HOW TO COMPLETE THIS TASK: Every line of the data below should be printed exactly. Nothing may be dropped.
#####
Issue #7707, opened 2016-06-07
NoMethodError: Error in sync cartodbfy


rafatower:
See R/B 17319:
```
NoMethodError: undefined method `save' for nil:NilClass

1 File "app/models/table/privacy_manager.rb", line 15 in apply_privacy_change
2 File "app/models/table.rb", line 453 in after_save
3 File "app/models/table/user_table.rb", line 202 in after_save
+ 15 non-project frames 
19 File "app/models/synchronization/adapter.rb", line 86 in fix_oid
20 File "app/models/synchronization/adapter.rb", line 65 in overwrite
21 File "app/models/synchronization/adapter.rb", line 36 in run
22 File "app/models/synchronization/member.rb", line 220 in run
23 File "lib/resque/synchronization_jobs.rb", line 13 in block in perform
24 File "lib/resque/base_job.rb", line 21 in call
25 File "lib/resque/base_job.rb", line 21 in run_action
26 File "lib/resque/synchronization_jobs.rb", line 10 in perform
+ 30 non-project frames 
```

rafatower:
@gfiorav taking into account the purpose of the original exception management code 750326cb

I don't know if we really should be concerned of a table without a map at that point. I don't think so.

gfiorav:
Please do remove it if you find it adequate 😄

PR #7885, opened 2016-06-16
Do not raise exception when there's no map #7707

rafatower:
Go back to previous behavior but refining it:
- capture specific exception
- check for @table.map and exception message

then log the exception for debugging purposes (in case the sync has no
map for any reason) but do not stop the whole process just because of
it.

@gfiorav and @iriberri can you please review? there's a bit more historic info in the issue and previous commits.

### DIFF
--- a/app/models/table/privacy_manager.rb
+++ b/app/models/table/privacy_manager.rb
@@ -11,40 +11,37 @@ module CartoDB
     end
 
     def apply_privacy_change(metadata_table, old_privacy, privacy_changed = false)
-      begin
+      @table.map.save
+
+      # Separate on purpose as if fails here no need to revert visualizations' privacy
+      revertable_privacy_change(metadata_table, old_privacy) do
+        # Map saving actually doesn't changes privacy, but to keep on same reverting logic
         @table.map.save
+        set_from_table_privacy(@table.privacy)
+      end
 
-        # Separate on purpose as if fails here no need to revert visualizations' privacy
-        revertable_privacy_change(metadata_table, old_privacy) do
-          # Map saving actually doesn't changes privacy, but to keep on same reverting logic
-          @table.map.save
-          set_from_table_privacy(@table.privacy)
-        end
+      revertable_privacy_change(metadata_table, old_privacy,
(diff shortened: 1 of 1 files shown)


app/models/table/privacy_manager.rb
```diff
@@ -28,14 +28,16 @@ def apply_privacy_change(metadata_table, old_privacy, privacy_changed = false)
...
-        CartoDB.notify_debug("#{exception.message} #{exception.backtrace}", {
-          table_id: @table.id,
-          table_name: @table.name,
-          user_id: @table.user_id,
-          data_import_id: @table.data_import_id
-          })
-
-        raise exception
+        if @table.map.nil? && exception.message =~ /undefined method `save' for nil:NilClass/
+          CartoDB.notify_debug("#{exception.message} #{exception.backtrace}", {
```
gfiorav: `CartoDB.notify_debug` is deprecated.

You can use:
```ruby
CartoDB::Logger.debug(message: 'Whatever you like to appear in Rollbar',
                                       exception: exception,
                                       table_id: @table.id,
                                       table_name: @table.name,
                                       user_id: @table.user_id,
                                       data_import_id: @table.data_import_id)
```

Also, like Hound is pointing out, no need for `{` `}` !

gfiorav:
I made a comment regarding the use of deprecated `CartoDB.notify_debug`. Once that is changed it's 👍 on my side.

app/models/table/privacy_manager.rb
```diff
@@ -155,7 +154,7 @@ def revert_to_previous_privacy(metadata_table, old_privacy, additional_revert_ta
         end
       end
 
-      if errors.length > 0
+      if !errors.emtpy?
```
iriberri: typo, `empty`  instead :)

rafatower:
@gfiorav thanks for the comments. We shall eradicate the old logger.

app/models/table/privacy_manager.rb
gfiorav: also, you can use 
```ruby
unless errors.empty?
  (...)
end
```

if there is no `else`.

rafatower: thanks!

PR #7893, opened 2016-06-16
Adds moran analysis

### LINKED ISSUE #6948: Add moran analysis
- [ ] Add necessary analysis for models.
- [ ] Create proper analyses form templates.
- [ ] Check how to provide list of available nodes for `moran` analysis.
- [ ] add to add-analysis modal; 
  - need to be able to know the source's schema, and validate & pick two valid columns, if not valid should not display it as an option

javierarce:
Closes #6948

screen shot 2016-06-17 at 11 01 01
screen shot 2016-06-17 at 11 00 45


lib/assets/javascripts/cartodb3/components/modals/add-analysis/analysis-options.js
```diff
@@ -51,6 +52,13 @@ module.exports = function (alsoGenerateFromCamshaftReference) {
           title: _t('components.modals.add-analysis.option-types.point-in-polygon.title'),
           desc: _t('components.modals.add-analysis.option-types.point-in-polygon.desc')
         }, {
+          Model: MoranAnalysisOptionModel,
```
viddo: Since just using the default analysis-option-model you don't have to set any model at all, you could just omit this prop and the collection would use the default model instead (same applies to k-means+weighted-centeroid)

javierarce: Thanks, @viddo, I'll change it.

javierarce:
CR: @viddo 
CC: @rochoa

viddo:
👌

javierarce:
@rochoa, @saleiva, @urbanphes: the designs only show to parameters for this analysis (`key column` & `confidence`)… do you think is a good idea to hide the extra ones and use some defaults or makes more sense to allow users to customize it fully?

ohasselblad:
1. Suggestions to change `confidence` to `cluster significance` (if it fits!), and just `significance` (with an informative hover over or little tip on what this means)
2. Instead of a slider of continuous values for `significance`, have four options:
    a. **Very high: 0.1%**
    b. **High: 1%**
    c. **Medium: 5%**
    d. **Low: 10%**
3. There may have been some miscommunication, but this algorithm works on points and polygons, so there is no need for labeling it as polygons

javisantana:
nice explanation @ohasselblad 

question about the output, what is interesting for the user to see? I more or less understand it but it going to be really hard to regular users

ohasselblad:
Valuable outputs are hotspots, coldspots, or outliers. These are found by filter by quads. I wrote some helper functions to make it easier to get these outputs: https://github.com/CartoDB/crankshaft/blob/01fc2c1dd1087e58679cc2728ee88a0df5702ea6/src/pg/sql/10_moran.sql#L73-L83

javisantana:
cc @javierarce (i renamed the analysis to be more precise)

javierarce:
👌

PR #7894, opened 2016-06-16
Fix reset errors.

### LINKED ISSUE #7869: If a previous query failed, error info is showed, perfect, but it is not cleaned when a new query is done and it was ok

nobuti:
This PR fixes #7869.

cc @xavijam


xavijam:
👍

PR #7901, opened 2016-06-17
Filter category analysis; Split by comma instead of ||

### LINKED ISSUE #7705: [autogeneration] reject filters not working
1) aggregate a filter analysis
2) select a column (with at least two unique values) and reject one of the values

Nothing is renderered but it should render at the non rejected properties.

Not sure if this a UI problem or a backend one

viddo:
Fixes #7705

> The client should not send an empty array for accept.

cc @rochoa


viddo:

PR #7903, opened 2016-06-17
Fix scroll when modal content is larger than viewport

### LINKED ISSUE #7630: Scroll doesn't work on small viewports
E.g. add-widgets modal, probably missing some `Dialog--*` class/modifier to have overflow: scroll prop…

viddo:
Fixes #7630 

Compensates for the fixed footer size

@xavijam ok?


xavijam:
:+1: it will make @ramiroaznar and @AbelVM happier.

viddo:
#####
REPLY:
Issue #7707, opened 2016-06-07
NoMethodError: Error in sync cartodbfy


rafatower:
See R/B 17319:
```
NoMethodError: undefined method `save' for nil:NilClass

1 File "app/models/table/privacy_manager.rb", line 15 in apply_privacy_change
2 File "app/models/table.rb", line 453 in after_save
3 File "app/models/table/user_table.rb", line 202 in after_save
+ 15 non-project frames 
19 File "app/models/synchronization/adapter.rb", line 86 in fix_oid
20 File "app/models/synchronization/adapter.rb", line 65 in overwrite
21 File "app/models/synchronization/adapter.rb", line 36 in run
22 File "app/models/synchronization/member.rb", line 220 in run
23 File "lib/resque/synchronization_jobs.rb", line 13 in block in perform
24 File "lib/resque/base_job.rb", line 21 in call
25 File "lib/resque/base_job.rb", line 21 in run_action
26 File "lib/resque/synchronization_jobs.rb", line 10 in perform
+ 30 non-project frames 
```

rafatower:
@gfiorav taking into account the purpose of the original exception management code 750326cb

I don't know if we really should be concerned of a table without a map at that point. I don't think so.

gfiorav:
Please do remove it if you find it adequate 😄

PR #7885, opened 2016-06-16
Do not raise exception when there's no map #7707

rafatower:
Go back to previous behavior but refining it:
- capture specific exception
- check for @table.map and exception message

then log the exception for debugging purposes (in case the sync has no
map for any reason) but do not stop the whole process just because of
it.

@gfiorav and @iriberri can you please review? there's a bit more historic info in the issue and previous commits.

### DIFF
--- a/app/models/table/privacy_manager.rb
+++ b/app/models/table/privacy_manager.rb
@@ -11,40 +11,37 @@ module CartoDB
     end
 
     def apply_privacy_change(metadata_table, old_privacy, privacy_changed = false)
-      begin
+      @table.map.save
+
+      # Separate on purpose as if fails here no need to revert visualizations' privacy
+      revertable_privacy_change(metadata_table, old_privacy) do
+        # Map saving actually doesn't changes privacy, but to keep on same reverting logic
         @table.map.save
+        set_from_table_privacy(@table.privacy)
+      end
 
-        # Separate on purpose as if fails here no need to revert visualizations' privacy
-        revertable_privacy_change(metadata_table, old_privacy) do
-          # Map saving actually doesn't changes privacy, but to keep on same reverting logic
-          @table.map.save
-          set_from_table_privacy(@table.privacy)
-        end
+      revertable_privacy_change(metadata_table, old_privacy,
(diff shortened: 1 of 1 files shown)


app/models/table/privacy_manager.rb
```diff
@@ -28,14 +28,16 @@ def apply_privacy_change(metadata_table, old_privacy, privacy_changed = false)
...
-        CartoDB.notify_debug("#{exception.message} #{exception.backtrace}", {
-          table_id: @table.id,
-          table_name: @table.name,
-          user_id: @table.user_id,
-          data_import_id: @table.data_import_id
-          })
-
-        raise exception
+        if @table.map.nil? && exception.message =~ /undefined method `save' for nil:NilClass/
+          CartoDB.notify_debug("#{exception.message} #{exception.backtrace}", {
```
gfiorav: `CartoDB.notify_debug` is deprecated.

You can use:
```ruby
CartoDB::Logger.debug(message: 'Whatever you like to appear in Rollbar',
                                       exception: exception,
                                       table_id: @table.id,
                                       table_name: @table.name,
                                       user_id: @table.user_id,
                                       data_import_id: @table.data_import_id)
```

Also, like Hound is pointing out, no need for `{` `}` !

gfiorav:
I made a comment regarding the use of deprecated `CartoDB.notify_debug`. Once that is changed it's 👍 on my side.

app/models/table/privacy_manager.rb
```diff
@@ -155,7 +154,7 @@ def revert_to_previous_privacy(metadata_table, old_privacy, additional_revert_ta
         end
       end
 
-      if errors.length > 0
+      if !errors.emtpy?
```
iriberri: typo, `empty`  instead :)

rafatower:
@gfiorav thanks for the comments. We shall eradicate the old logger.

app/models/table/privacy_manager.rb
gfiorav: also, you can use 
```ruby
unless errors.empty?
  (...)
end
```

if there is no `else`.

rafatower: thanks!

PR #7893, opened 2016-06-16
Adds moran analysis

### LINKED ISSUE #6948: Add moran analysis
- [ ] Add necessary analysis for models.
- [ ] Create proper analyses form templates.
- [ ] Check how to provide list of available nodes for `moran` analysis.
- [ ] add to add-analysis modal; 
  - need to be able to know the source's schema, and validate & pick two valid columns, if not valid should not display it as an option

javierarce:
Closes #6948

screen shot 2016-06-17 at 11 01 01
screen shot 2016-06-17 at 11 00 45


lib/assets/javascripts/cartodb3/components/modals/add-analysis/analysis-options.js
```diff
@@ -51,6 +52,13 @@ module.exports = function (alsoGenerateFromCamshaftReference) {
           title: _t('components.modals.add-analysis.option-types.point-in-polygon.title'),
           desc: _t('components.modals.add-analysis.option-types.point-in-polygon.desc')
         }, {
+          Model: MoranAnalysisOptionModel,
```
viddo: Since just using the default analysis-option-model you don't have to set any model at all, you could just omit this prop and the collection would use the default model instead (same applies to k-means+weighted-centeroid)

javierarce: Thanks, @viddo, I'll change it.

javierarce:
CR: @viddo 
CC: @rochoa

viddo:
👌

javierarce:
@rochoa, @saleiva, @urbanphes: the designs only show to parameters for this analysis (`key column` & `confidence`)… do you think is a good idea to hide the extra ones and use some defaults or makes more sense to allow users to customize it fully?

ohasselblad:
1. Suggestions to change `confidence` to `cluster significance` (if it fits!), and just `significance` (with an informative hover over or little tip on what this means)
2. Instead of a slider of continuous values for `significance`, have four options:
    a. **Very high: 0.1%**
    b. **High: 1%**
    c. **Medium: 5%**
    d. **Low: 10%**
3. There may have been some miscommunication, but this algorithm works on points and polygons, so there is no need for labeling it as polygons

javisantana:
nice explanation @ohasselblad 

question about the output, what is interesting for the user to see? I more or less understand it but it going to be really hard to regular users

ohasselblad:
Valuable outputs are hotspots, coldspots, or outliers. These are found by filter by quads. I wrote some helper functions to make it easier to get these outputs: https://github.com/CartoDB/crankshaft/blob/01fc2c1dd1087e58679cc2728ee88a0df5702ea6/src/pg/sql/10_moran.sql#L73-L83

javisantana:
cc @javierarce (i renamed the analysis to be more precise)

javierarce:
👌

PR #7894, opened 2016-06-16
Fix reset errors.

### LINKED ISSUE #7869: If a previous query failed, error info is showed, perfect, but it is not cleaned when a new query is done and it was ok

nobuti:
This PR fixes #7869.

cc @xavijam


xavijam:
👍

PR #7901, opened 2016-06-17
Filter category analysis; Split by comma instead of ||

### LINKED ISSUE #7705: [autogeneration] reject filters not working
1) aggregate a filter analysis
2) select a column (with at least two unique values) and reject one of the values

Nothing is renderered but it should render at the non rejected properties.

Not sure if this a UI problem or a backend one

viddo:
Fixes #7705

> The client should not send an empty array for accept.

cc @rochoa


viddo:

PR #7903, opened 2016-06-17
Fix scroll when modal content is larger than viewport

### LINKED ISSUE #7630: Scroll doesn't work on small viewports
E.g. add-widgets modal, probably missing some `Dialog--*` class/modifier to have overflow: scroll prop…

viddo:
Fixes #7630 

Compensates for the fixed footer size

@xavijam ok?


xavijam:
:+1: it will make @ramiroaznar and @AbelVM happier.

viddo:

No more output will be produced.